Here is the listing. Report each line in it that contains the string "curl".
** Supplied data follows **
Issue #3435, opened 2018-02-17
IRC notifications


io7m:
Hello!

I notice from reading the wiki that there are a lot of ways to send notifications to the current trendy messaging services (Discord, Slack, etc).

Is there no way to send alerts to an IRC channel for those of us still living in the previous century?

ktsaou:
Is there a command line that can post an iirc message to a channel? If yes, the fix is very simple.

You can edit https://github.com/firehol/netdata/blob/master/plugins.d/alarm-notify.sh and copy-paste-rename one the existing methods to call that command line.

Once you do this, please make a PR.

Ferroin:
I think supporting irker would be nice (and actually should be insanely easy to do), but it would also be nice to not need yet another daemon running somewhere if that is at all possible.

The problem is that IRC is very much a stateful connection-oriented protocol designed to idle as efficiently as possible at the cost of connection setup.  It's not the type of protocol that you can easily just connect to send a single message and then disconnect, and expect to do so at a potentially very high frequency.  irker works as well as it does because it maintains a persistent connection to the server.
** End of Supplied data **
** Supplied data follows **
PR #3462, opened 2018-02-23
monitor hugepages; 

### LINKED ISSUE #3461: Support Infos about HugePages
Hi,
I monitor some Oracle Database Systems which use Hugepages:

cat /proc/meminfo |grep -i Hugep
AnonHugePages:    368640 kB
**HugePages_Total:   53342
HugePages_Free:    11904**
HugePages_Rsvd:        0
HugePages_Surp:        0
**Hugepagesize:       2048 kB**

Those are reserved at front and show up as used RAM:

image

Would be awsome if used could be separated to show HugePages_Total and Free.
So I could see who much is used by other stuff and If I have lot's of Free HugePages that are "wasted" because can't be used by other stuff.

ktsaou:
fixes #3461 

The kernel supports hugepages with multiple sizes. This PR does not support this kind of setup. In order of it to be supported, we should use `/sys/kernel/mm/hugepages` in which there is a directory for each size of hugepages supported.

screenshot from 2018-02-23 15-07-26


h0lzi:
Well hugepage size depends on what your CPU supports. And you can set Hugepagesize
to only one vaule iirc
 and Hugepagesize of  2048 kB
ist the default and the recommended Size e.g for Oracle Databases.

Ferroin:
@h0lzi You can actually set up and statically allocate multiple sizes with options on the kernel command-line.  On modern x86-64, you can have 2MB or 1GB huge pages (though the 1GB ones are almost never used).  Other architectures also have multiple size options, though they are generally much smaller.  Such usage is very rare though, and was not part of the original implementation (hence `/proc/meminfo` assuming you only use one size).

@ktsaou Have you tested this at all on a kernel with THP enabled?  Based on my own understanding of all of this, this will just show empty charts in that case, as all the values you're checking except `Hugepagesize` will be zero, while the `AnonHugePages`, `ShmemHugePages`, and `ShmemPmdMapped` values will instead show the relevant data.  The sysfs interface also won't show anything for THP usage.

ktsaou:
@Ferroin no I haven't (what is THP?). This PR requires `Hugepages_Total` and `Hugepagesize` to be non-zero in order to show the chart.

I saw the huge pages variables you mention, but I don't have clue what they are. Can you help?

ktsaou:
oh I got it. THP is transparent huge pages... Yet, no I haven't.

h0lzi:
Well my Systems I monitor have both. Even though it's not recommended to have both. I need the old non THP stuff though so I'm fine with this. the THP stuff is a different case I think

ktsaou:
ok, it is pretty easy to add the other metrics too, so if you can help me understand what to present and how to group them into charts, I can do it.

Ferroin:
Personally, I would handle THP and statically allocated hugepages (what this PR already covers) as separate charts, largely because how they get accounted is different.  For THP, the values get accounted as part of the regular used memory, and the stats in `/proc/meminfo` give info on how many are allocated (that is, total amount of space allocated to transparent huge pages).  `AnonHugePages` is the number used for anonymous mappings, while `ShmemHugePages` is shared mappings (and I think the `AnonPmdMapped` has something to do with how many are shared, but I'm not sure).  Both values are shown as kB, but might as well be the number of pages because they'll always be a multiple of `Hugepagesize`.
** End of Supplied data **
** Supplied data follows **
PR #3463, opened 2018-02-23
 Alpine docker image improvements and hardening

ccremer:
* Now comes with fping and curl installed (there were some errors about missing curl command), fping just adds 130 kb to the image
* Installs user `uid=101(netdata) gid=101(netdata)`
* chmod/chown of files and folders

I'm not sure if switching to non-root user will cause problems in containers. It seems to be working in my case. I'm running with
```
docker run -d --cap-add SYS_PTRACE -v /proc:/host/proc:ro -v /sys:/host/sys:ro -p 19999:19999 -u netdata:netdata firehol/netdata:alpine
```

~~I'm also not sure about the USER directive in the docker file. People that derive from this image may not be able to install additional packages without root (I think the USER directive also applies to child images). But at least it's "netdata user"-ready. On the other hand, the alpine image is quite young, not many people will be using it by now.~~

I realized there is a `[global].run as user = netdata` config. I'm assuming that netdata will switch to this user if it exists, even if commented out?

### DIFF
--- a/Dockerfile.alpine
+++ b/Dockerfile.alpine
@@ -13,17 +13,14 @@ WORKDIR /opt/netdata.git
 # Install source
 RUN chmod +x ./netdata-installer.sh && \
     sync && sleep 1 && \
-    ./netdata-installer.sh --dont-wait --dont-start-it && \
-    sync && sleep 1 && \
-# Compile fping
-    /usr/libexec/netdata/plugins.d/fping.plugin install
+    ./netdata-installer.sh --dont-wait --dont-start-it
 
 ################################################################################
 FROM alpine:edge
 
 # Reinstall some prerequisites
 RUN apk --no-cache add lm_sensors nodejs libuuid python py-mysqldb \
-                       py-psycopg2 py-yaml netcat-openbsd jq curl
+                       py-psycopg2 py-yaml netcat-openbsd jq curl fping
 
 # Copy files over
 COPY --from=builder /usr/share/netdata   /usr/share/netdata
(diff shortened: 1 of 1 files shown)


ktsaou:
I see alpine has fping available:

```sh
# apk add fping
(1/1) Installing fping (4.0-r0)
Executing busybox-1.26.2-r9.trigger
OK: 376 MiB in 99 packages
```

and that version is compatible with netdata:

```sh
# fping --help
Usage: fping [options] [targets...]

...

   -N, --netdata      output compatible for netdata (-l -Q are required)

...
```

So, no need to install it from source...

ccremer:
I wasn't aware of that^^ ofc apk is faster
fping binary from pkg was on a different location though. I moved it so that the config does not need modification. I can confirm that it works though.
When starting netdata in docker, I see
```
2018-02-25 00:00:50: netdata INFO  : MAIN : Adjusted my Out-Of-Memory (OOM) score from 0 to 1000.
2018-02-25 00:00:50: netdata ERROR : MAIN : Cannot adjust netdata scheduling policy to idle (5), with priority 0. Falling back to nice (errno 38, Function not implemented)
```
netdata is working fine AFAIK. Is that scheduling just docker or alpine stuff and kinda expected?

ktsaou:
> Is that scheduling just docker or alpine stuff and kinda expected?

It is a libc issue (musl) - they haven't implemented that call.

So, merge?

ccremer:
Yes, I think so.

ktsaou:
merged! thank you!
** End of Supplied data **
◆ Your response
* Now comes with fping and curl installed (there were some errors about missing curl command), fping just adds 130 kb to the image
-                       py-psycopg2 py-yaml netcat-openbsd jq curl
+                       py-psycopg2 py-yaml netcat-openbsd jq curl fping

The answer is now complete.